5. In the present case the only ground that has been given by the Sessions Judge for acquitting the respondent was that the investigating officer has not proved that the respondent had informed him that he had hidden the property at the particular place from where it was recovered. Having considered the evidence of the Investigating officer, Ganesha Ram (PW. 9), we are of the opinion that the learned Sessions Judge was not right in taking the aforesaid view. The Investigating Officer Ganesha Ram (PW. 9), in his statement in examination-in-chief, has stated that the memo (Ex. P-6) bears his signatures and the thumb impression of the respondent. He has further stated that the portion marked C to D in the memo (Ex. P-6) was recorded by him in the manner as stated by the respondent. In the portion marked C to D in memo (Ex. P-6), it is recorded that the respondent had given information that he had stolen silver ornaments from the Dhani of Magji Purohit in the day and that all those ornaments had been burried by him near the chokri at a distance of about 400 paondas from the Than of Bhatianji on the road going from Panditji ki Dhani to Chadi and that he could get the same recovered. It can, therefore, be said that Ganesha Ram (PW. 9), in his statement in examination-in-chief has proved the substance of the information that was given by the respondent to him about his having concealed the silver ornaments at a particular place and the learned Sessions Judge was not right in holding that Ganesha Ram had not stated on oath as to what information was disclosed 10 him by the accused respondent.

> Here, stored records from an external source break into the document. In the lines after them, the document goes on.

PR #1129, opened 2018-04-15
feature: gc unused exec processes

Ace-Tang:
add gc to clean unused exec processes

add gc to clean unused exec processes, gc process will be triggered every 5 minutes.

### DIFF
--- a/daemon/mgr/container.go
+++ b/daemon/mgr/container.go
@@ -150,6 +150,8 @@ func NewContainerManager(ctx context.Context, store *meta.Store, cli ctrd.APICli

6. Thus the only ground on the basis of which, the Sessions Judge has set aside the conviction of the respondent and acquitted him of the offence under Section 411 IPC cannot be sustained. The appeal is, therefore, allowed, the judgment of the Sessions Judge is set aside and the respondent is convicted of the offence under Section 411 IPC. The Munsif Magistrate had imposed a sentence of rigorous imprisonment for four months and a fine of Rs. 200/- and in the event of default in payment of fine to undergo imprisonment for a further period of two months. Taking into consideration the facts and circumstances of the case we are of the opinion that the ends of justice would be subserved if the sentence of rigorous imprisonment for four months is imposed on the respondent. We find that the accused-respondent has remained in custody from the date of his arrest on 20th January, 1971 till 3rd March, 1971, when he was ordered to be released on bail, and during the course of trial before the Munsif Magistrate he remained in prison from 27th August, 1971 till 9th October, 1971 and after the conviction, he remained in prison from 12th February, 1973 to 21st March, 1973. It would thus appear that the respondent has undergone imprisonment for a period in excess of the period of four months. Since the respondent has undergone imprisonment for a period in excess of four months, it is not necessary to pass an order for the arrest of the respondent for the purpose of serving out the sentence imposed on him.